A study of pipeline drugs in neuroendocrine tumors

Authors: ANTHONY, CATHERINE - Louisiana State University; BASTIDAS, JUAN - Louisiana State University; Thomson, Jessica; LYONS III, JOHN - Louisiana State University; LEWIS, JAMES - Louisiana State University; SCHWIMER, JOSHUA - Louisiana State University; CASEY, PETER - Louisiana State University; ABADI, JENNIFER - Louisiana State University; FREY, DANIEL - Louisiana State University; WOLTERING, EUGENE - Louisiana State University

Submitted to: Journal of Gastrointestinal Cancer
Publication Type: Peer Reviewed Journal
Publication Acceptance Date: 4/30/2011
Publication Date: 6/1/2012
Citation: Anthony, C.T., Bastidas, J.G., Thomson, J.L., Lyons III, J., Lewis, J.M., Schwimer, J.E., Casey, P., Abadi, J., Frey, D.J., Woltering, E.A. 2012. A study of pipeline drugs in neuroendocrine tumors. Journal of Gastrointestinal Cancer. 43(2):296-304.

Interpretive Summary: Growth of new blood vessels (angiogenesis) is seen in diseases such as cancer, psoriasis, diabetic retinopathy, and rheumatoid arthritis.

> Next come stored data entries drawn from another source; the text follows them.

PR #1979, opened 2025-04-01
Add DefaultParams to allow more transaction extensions to be used when calling _default() methods

### LINKED ISSUE #1975: `signed_extensions::AnyOf` don't implement default for more than 12 extensions.
In `signed_extensions::AnyOf` using default transaction extension is practical, but if there is more than 12 extensions then the trait is no longer implemented because rust only support up to 12 element in their implementation of `Default` for tuple.

Maybe we shouldn't use `Default` trait and instead a new method trait or method like `SignedExtensionDefault`?

jsdw:
We currently rely on extrinsic parameters implementing `Default` on these two methods of `TxClient`:

```rust
    pub async fn sign_and_submit_then_watch_default<Call, Signer>(
        &mut self,
        call: &Call,
        signer: &Signer,
    ) -> Result<TxProgress<T, C>, Error>
    where
        Call: Payload,
        Signer: SignerT<T>,
        <T::ExtrinsicParams as ExtrinsicParams<T>>::Params: Default, // <-- here
    {
        self.sign_and_submit_then_watch(call, signer, DefaultParams::default_params())
            .await
    }

    pub async fn sign_and_submit_default<Call, Signer>(
        &mut self,
        call: &Call,
        signer: &Signer,
    ) -> Result<T::Hash, Error>
    where
        Call: Payload,
        Signer: SignerT<T>,
        <T::ExtrinsicParams as ExtrinsicParams<T>>::Params: Default, // <-- here
    {
        self.sign_and_submit(call, signer, DefaultParams::default_params())
            .await
    }
```

Extrinsic params are, by default, a tuple containing an entry for each transaction extension configured via `AnyOf`. Our default transaction extensions are this:

```rust
transaction_extensions::AnyOf<
    T,
    (
        transaction_extensions::VerifySignature<T>,
        transaction_extensions::CheckSpecVersion,
        transaction_extensions::CheckTxVersion,
        transaction_extensions::CheckNonce,
        transaction_extensions::CheckGenesis<T>,
        transaction_extensions::CheckMortality<T>,
        transaction_extensions::ChargeAssetTxPayment<T>,
        transaction_extensions::ChargeTransactionPayment,
        transaction_extensions::CheckMetadataHash,
    ),
>;
```

And `AnyOf` is implemented such that the parameters to configure each extension are expected in a tuple with a size matching the extensions above. 

We currently have support for 9 default transaction extensions above, but if this number were to exceed 12 (which is the max tuple size that Rust implements `Default` for), then we could no longer use `AnyOf` in conjunction with our `_default` methods, since the parameters would no longer implement `Default`.

So, we add a `DefaultParams` trait instead, which supports up to 26 entries in the tuple (as long as each of those impls `Default`), matching the number of tuple entries `AnyOf` supports.

The downside is that a user going off the beaten path will need to implement `DefaultParams` instead of `Default` for their own params if they want to use the `_default` methods, but this is likely to be a rare case. 

Closes #1975.

### DIFF
--- a/core/src/config/extrinsic_params.rs
+++ b/core/src/config/extrinsic_params.rs
@@ -113,6 +113,11 @@ const _: () = {
     impl_tuples!(A 0, B 1, C 2, D 3, E 4, F 5, G 6, H 7, I 8, J 9, K 10, L 11, M 12, N 13, O 14, P 15, Q 16);
     impl_tuples!(A 0, B 1, C 2, D 3, E 4, F 5, G 6, H 7, I 8, J 9, K 10, L 11, M 12, N 13, O 14, P 15, Q 16, R 17);
     impl_tuples!(A 0, B 1, C 2, D 3, E 4, F 5, G 6, H 7, I 8, J 9, K 10, L 11, M 12, N 13, O 14, P 15, Q 16, R 17, S 18);
-    impl_tuples!(A 0, B 1, C 2, D 3, E 4, F 5, G 6, H 7, I 8, J 9, K 10, L 11, M 12, N 13, O 14, P 15, Q 16, R 17, S 18, U 19);
-    impl_tuples!(A 0, B 1, C 2, D 3, E 4, F 5, G 6, H 7, I 8, J 9, K 10, L 11, M 12, N 13, O 14, P 15, Q 16, R 17, S 18, U 19, V 20);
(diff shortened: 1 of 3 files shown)


gui1117 (approved):
Looks good to me

lexnv (approved):

niklasad1 (approved):

PR #1962, opened 2026-08-21
docs(tasks): the four blocked INFRA items say what blocks them, and one had stale evidence

woojubb:
The four INFRA items an agent cannot complete. That much was already recorded; what was not is **what exactly each waits on**, and whether the record was still true.

Re-measured rather than repeated — and one of them was wrong.

## INFRA-046 — half its evidence was stale

The 2026-07-28 audit says `REGRESSION_RED_PROOF_ENFORCE` is **"set in no workflow"** and concludes **"nothing can fail on it"**.

Both have been false since 2026-08-04. The flag is set in `ci.yml` with the owner decision recorded at the line, and the job is named `regression-red-proof (enforcing: accidental-green only)`. That gate *can* fail.

Corrected in place with the correction **visible**, not by rewriting the original — the audit's reasoning is still worth reading, and so is the fact that it aged.

**What still holds, verified:** it is not registered in `run-all-scans`. That is *correct rather than a gap*: it reads `PR_BODY` and a merge-base diff, so it has no hermetic tree to judge. Registering it would put a check that cannot reach a verdict into a suite whose passes are read as verdicts — which is exactly why `promotion-closes` is excluded, and says so.

**Remaining action:** one `gh api -X PUT` against `protect-develop` (id `18715844`; nine required contexts today, neither of these among them). Needs repo-admin scope. And it should not run yet, on the item's own reasoning: `accidental-green` has never fired on a real PR, so requiring it would put an untested refusal in the merge path. **Blocked on evidence first, a credential second.**

## INFRA-097 — one candidate action re-examined and declined

`scan-workflow-provenance` *does* accept `--base-ref`, and wiring it into CI is the only step short of trusted provenance an agent could take. So it was examined rather than left unmentioned.

Declined, and for the item's own reason: it improves **detection**, and it does not make the control plane trusted — the guard would live in the same file the PR under test can edit. Landing it would close no part of the objective while making the item *look* closer to done.

## INFRA-104 — measured again, not assumed

`develop` is 70 commits ahead of `main`, and every closing reference it carries names an issue that is already closed — checked against live issue state. A promotion today derives an **empty block for the second time**.

Manufacturing a candidate by reopening one of the issues this session hand-closed was offered and declined: satisfying a checkbox by arranging the evidence is the shape this repository refuses everywhere else.

## INFRA-054 — the block restated as three decisions

None technical; the load-bearing one is whether losing the promotion PR (and CodeQL's annotations on it) is acceptable. Once settled the implementation is ordinary and an agent can do it — its vehicle is `workflow_dispatch`, so unlike INFRA-042 and INFRA-065 it is **not** blocked by the 2026-08-04 cron directive.

## Verification

`pnpm harness:scan` — 129 passed, 3 skipped.

### DIFF
--- a/.agents/tasks/INFRA-046-promote-advisory-gates.md
+++ b/.agents/tasks/INFRA-046-promote-advisory-gates.md
@@ -133,11 +133,27 @@ A four-way recurrence audit measured what these two floors are currently worth:
   `ci.yml`'s `regression-red-proof (advisory)`, exits 0 on failure, and its enforcing branch is
   gated on `REGRESSION_RED_PROOF_ENFORCE` — **set in no workflow**. Same shape for
   `check-patch-coverage`.
+
+  > **Half of this is STALE as of 2026-08-04, re-measured 2026-08-22.** The flag IS set:
+  > `.github/workflows/ci.yml` carries `REGRESSION_RED_PROOF_ENFORCE: '1'` with the owner decision
+  > recorded beside it, and the job is now named `regression-red-proof (enforcing: accidental-green
+only)`. So it CAN fail, and "nothing can fail on it" below is no longer true of this gate.
+  >
+  > What still holds: it is not registered in `run-all-scans` — verified by grep, no entry — and
+  > that is correct rather than a gap. It reads `PR_BODY` and a merge-base diff, so it has no
+  > hermetic tree to judge; registering it would put a check that cannot reach a verdict into a
+  > suite whose passes are read as verdicts. `promotion-closes` is excluded from `harness:scan` for
+  > the same reason and says so.
+  >
+  > `check-patch-coverage` is unchanged: still advisory, still `PATCH_COVERAGE_ENFORCE`-gated, and
+  > excluded from the required list on the ground that a required context must be able to fail.
+
 - The defect it exists to catch recurred **twice in one session** (ARCH-004 RUNTIME-14, CORE-026
   RUNTIME-12) and is `common-mistakes` #82.
 
 So the repository has a built, tested floor for its accidental-green class and **nothing can fail on
-it**. The change is two environment variables and moving two contexts to required — the smallest
+it**. (Half-corrected above: the flag has since been set, so `regression-red-proof` CAN fail; only
+the required-list half remains.) The change is two environment variables and moving two contexts to required — the smallest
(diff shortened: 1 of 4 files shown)


woojubb:
## Pre-merge review

**base:** `024ca7128dda01e5470b14eb27aeaa3bc65a1995`
**head:** `286c059f2c5d997c8211fdd6d46708c531913688`

CI green, no review threads.

### The point of this change is that re-checking a record found it wrong

These four items were already marked as not-completable. Re-measuring them anyway turned up **stale evidence in INFRA-046**: its audit says `REGRESSION_RED_PROOF_ENFORCE` is "set in no workflow" and concludes "nothing can fail on it". Both stopped being true on 2026-08-04 — the flag is set, with the owner decision recorded at the line, and the job is now `regression-red-proof (enforcing: accidental-green only)`.

Left as a visible correction rather than a rewrite: the audit's reasoning is still worth reading, and so is the fact that it aged.

That is the same failure this whole INFRA sweep kept hitting — INFRA-040's "flood" was six, INFRA-109's table was four rows out of date, INFRA-111 listed two commands bash itself rejects. **A recorded number is a claim about the day it was taken.**

### One thing I checked rather than asserted

INFRA-097's scan *does* accept `--base-ref`, so wiring it into CI is a real option an agent could take. I examined it and declined: it improves detection and does **not** make the control plane trusted, because the guard would sit in the file the PR under test can edit. Taking it would have moved the item's appearance without moving its objective.

### And one I refused

INFRA-104's TC-10 could be satisfied by reopening an issue this session hand-closed and letting a promotion close it. Offered, declined — arranging the evidence to satisfy a checkbox is what this repository refuses everywhere else, including in the items above.

### What each of the four now waits on

| item | waits on |
|---|---|
| INFRA-046 | one `gh api -X PUT` on `protect-develop` — and evidence first: `accidental-green` has never fired on a real PR |
| INFRA-054 | three policy decisions, the load-bearing one being whether losing the promotion PR is acceptable |
| INFRA-097 | org config, a GitHub App, or a trigger-policy change — all outside this repository |
| INFRA-104 | an observation with zero candidates today (re-verified against live issue state) |

`blocked` and `in-progress` are the accurate statuses. Marking them `done` is what `unearned-done-claims` exists to refuse.

### Verification

`pnpm harness:scan` — 129 passed, 3 skipped.

**ACTIONABLE FINDINGS: 0**

PR #1964, opened 2026-08-21
feat(lint): the warning count is a ratchet, and the number has one owner (INFRA-039)

woojubb:
INFRA-039 is a **draft spec with no task file**, so it was in neither the backlog nor the issues — this sweep nearly missed it. Found on a final pass, and re-measuring was worth the pass.

## The document's own number was stale, in the wrong direction

`pnpm lint` today: **0 errors, 2093 warnings** across 1861 files. The spec recorded **1798** on 2026-07-16. **The debt grew by 295 while the document sat in draft.**

| rule | count |
|---|---|
| `@typescript-eslint/ban-types` | 842 |
| `no-magic-numbers` | 624 |
| `max-lines-per-function` | 340 |
| `complexity` | 128 |
| everything else | 159 |

That growth is the argument for taking the **signal** half first. The spec's stated problem is not the volume — the two-tier policy is deliberate — it is that *"a genuinely-new warning in a PR is invisible in a 1798-line haystack."* A ceiling fixes that without touching a line of source. A reduction pass without a ceiling fixes it until next month.

## The ratchet is eslint's own mechanism

`--max-warnings 2093` on the root `lint` script. No second implementation.

That script is part of `harness:verify:release` — asserted by `check-release-governance.mjs` — and `release-grade verification` is a **required** context on every PR to `main`. So the ceiling is enforced by the tool, on the promotion path. Two packages already carry `--max-warnings 0`, so the mechanism has precedent here.

`scan-lint-warning-ratchet` keeps the **number** honest rather than re-measuring it: the flag must be *present* (without it the script gates nothing and the ratchet is decorative), the ceiling must *match* its baseline so it has one owner, and the baseline may fall and never rise without a deliberate re-freeze.

It deliberately does **not** run eslint — a full workspace lint is minutes, and `harness:scan` runs on every pre-push.

## The harness refused two drafts, both correctly

- The scan first declared a measured size of `1`. **A number that cannot vary is not a measurement**, and the provenance floor would then have wanted a counter test pinning a constant. The offered alternative was its pending-debt list — adoption of debt rather than avoidance of it. The declaration is gone instead.
- Removing the line was not enough: the provenance scan detects the marker in the **source**, so naming it in the explanatory comment was itself enough to be judged as declaring one. Found by doing exactly that.

## Verification

- Red proofs: deleting the flag fails the scan and two repository cases; raising the ceiling to 2200 reports `ROSE`
- 11 unit cases — both flag spellings, absence, missing lint script, a rise, an unfrozen fall, a missing baseline
- `pnpm harness:test` — 229 files / 4374 tests + 73 / 1113, all passed
- `pnpm harness:scan` — 130 passed, 3 skipped
- `pnpm lint` — exit 0 at the ceiling

The **reduction** stays open and is what the spec is for; `no-magic-numbers` (624) and `max-lines-per-function` (340) are the two mechanical classes, and every one removed is a ratchet step down. The document stays `draft` because it has not been through the gates.


woojubb:
## Pre-merge review

**base:** `50cbbcf88790bd3ae762af8894f917acef039e98`
**head:** `f5cca8931f0022256468de283831ac91705c2aaf`

CI green, no review threads.

### This item was nearly missed, and its own number was stale

INFRA-039 is a draft spec with **no task file**, so it appeared in neither the backlog nor the issues — three earlier sweeps of this session walked past it. Re-measuring on the fourth: **2093** warnings against the **1798** the document recorded on 2026-07-16. The debt grew by 295 while the document sat in draft.

That is the fourth INFRA item this session whose recorded figure did not survive re-measurement, and the pattern is now the most useful thing the sweep produced: *a recorded number is a claim about the day it was taken.*

### Signal before reduction, and the growth is why

The spec's stated problem is not the volume — the two-tier policy is deliberate — it is that a new warning is invisible inside it. A ceiling restores the signal without touching 964 lines; a reduction pass without a ceiling restores it until next month. The growth from 1798 → 2093 is that argument, measured.

The ratchet is `--max-warnings` on the root `lint` script — eslint's own mechanism, on the release path where `check-release-governance.mjs` already asserts that script runs, and `release-grade verification` is required on every PR to `main`. The scan governs the **number**, not the count, so the ceiling does not become a hand-maintained second source.

### Two drafts the harness refused, both correctly

- The scan first declared a measured size of `1`. **A number that cannot vary is not a measurement** — the provenance floor would then have wanted a counter test pinning a constant, and the offered alternative was its pending-debt list, which is adoption of debt rather than avoidance.
- Deleting the line was not enough: that scan reads the marker from the **source**, so naming it in the explanatory comment was itself enough to count as declaring one. Found by doing exactly that.

### Verification

- Red proofs: deleting the flag fails the scan and two repository cases; raising the ceiling to 2200 reports `ROSE`
- 11 unit cases — both flag spellings, absence, missing lint script, a rise, an unfrozen fall, a missing baseline
- `pnpm harness:test` — 229 files / 4374 tests + 73 / 1113, all passed
- `pnpm harness:scan` — 130 passed, 3 skipped
- `pnpm lint` — exit 0 at the ceiling

**ACTIONABLE FINDINGS: 0**

PR #1971, opened 2026-08-21
docs(rules): a recorded constraint is a claim about the day it was written

woojubb:
Catalogue entry 90, from the pattern that dominated this INFRA backlog sweep — and that the sweep itself then committed.

## The pattern

A task, spec or comment states why something cannot be done — a count too large, a flag unset, a credential absent, a check that would refuse — and the next agent carries that sentence forward as the reason to defer, narrow or refuse.

It was true when written. It is a claim about **that day**.

Measured, all within one sweep:

| the record said | measured |
|---|---|
| "type-aware finding **flood**" | **6** violations |
| "**1798** warnings" | **2093** |
| "`REGRESSION_RED_PROOF_ENFORCE` set in **no workflow**" | set two weeks earlier |
| a table of **six** hook/scan divergences | **four** already fixed |
| two spellings listed as guard **holes** | commands bash itself rejects |
| "the only closing condition" | a case that **cannot fail** |
| "this agent has **no repo-admin scope**" | `permissions.admin: true` |

Implementing from the record would have fixed problems that no longer existed, and refused work that was permitted.

## The last row is the sharpest one

It was written **this session**, asserted three times without one API call, as the reason *not* to do something. That is where the pattern costs most: nothing downstream tests a constraint cited for inaction. A stale figure in a Problem section gets caught the moment someone implements against it; a stale constraint in a Direction section just quietly keeps the work from happening.

## The fix

Run the constraint before acting on it — the count, the grep, the permission read, the completion condition — and record the new number **beside** the old rather than replacing it, so the next reader sees the drift as well as the value.

## `Mechanism: none` is a decision here

A recorded constraint is prose about an arbitrary subject; no check can re-derive it in general. The nearest partial floors — `unearned-done-claims` and `measurement-provenance` — read done-records and self-reported sizes, not a constraint stated in a Problem or Direction section.

`mistake-mechanisms` refused the first draft for exactly this: it requires "no mechanism" to be an admission in the declared form, not the state that happens when nobody wrote one.

## Verification

`pnpm harness:scan` — 130 passed, 3 skipped; the entry reads as accepted-with-a-reason (39 name a mechanism, 51 are accepted debt).


woojubb:
## Pre-merge review

**base:** `01ecfb1bbea92e7a7ce9a3ec81dd2af9fd5c29d2`
**head:** `57370f28623f3ed19c86927378d8e999dd65d2d7`

CI green, no review threads.

### The entry earns its place by having been committed here

Seven stale claims in one sweep, and the last one is mine — "this agent has no repo-admin scope", asserted three times across three re-examinations of the same file, without one API call. `permissions.admin` is `true`.

That is why the entry singles out constraints cited for **inaction**. A stale figure in a Problem section gets caught the moment someone implements against it. A stale constraint in a Direction section just quietly keeps the work from happening, and nothing downstream ever tests it.

### `Mechanism: none` is a decision, and the scan made me say so

`mistake-mechanisms` refused the first draft: it requires "no mechanism" to be an admission in the declared form, not the state that happens when nobody wrote one. Correct refusal — and a small instance of the same principle, since an unstated absence reads as an oversight rather than a judgement.

The reason recorded is that a constraint is prose about an arbitrary subject; `unearned-done-claims` and `measurement-provenance` are the nearest floors and read done-records and self-reported sizes, not a Problem or Direction section.

### Verification

`pnpm harness:scan` — 130 passed, 3 skipped. 90 catalogue entries: 39 name a mechanism, 51 accepted-as-recurring with a recorded reason.

**ACTIONABLE FINDINGS: 0**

Halting this process is essential for slowing or stopping the growth of cancerous tumors, as well as stopping cancer’s spread to other parts of the body. In this study, we tested the use of a human tumor angiogenesis model (HTAM) for evaluating the effectiveness of five cancer drugs currently in clinical trials. We found that one drug was effective at inhibiting angiogenesis, two were effective at slowing or stopping growth once it had started, one was effective at inhibiting and stopping growth, while one had no effect on either inhibition or growth. To date, there have been no human tissue-based models of angiogenesis that can assess the relative effectiveness of pipeline drugs for pharmaceutical development. Our study shows that the HTAM has clear advantages for the evaluation of anti-angiogenic activity. First and foremost, the model utilizes only human tissue. Second, the assay is a rapid and economical method for screening drugs for antiangiogenic activity in a specific disease population. Third, the model can be used to guide the choice of treatment for individual patients. Lastly, with the exception of one drug, clinical trial outcomes for the drugs evaluated in this study were similar to those projected using the HTAM. Other tissue-specific adaptations of this technology will allow us to evaluate angiogenic responses in human skin, fat, heart muscle, retina, veins, arteries, parathyroids, and a host of other tissues.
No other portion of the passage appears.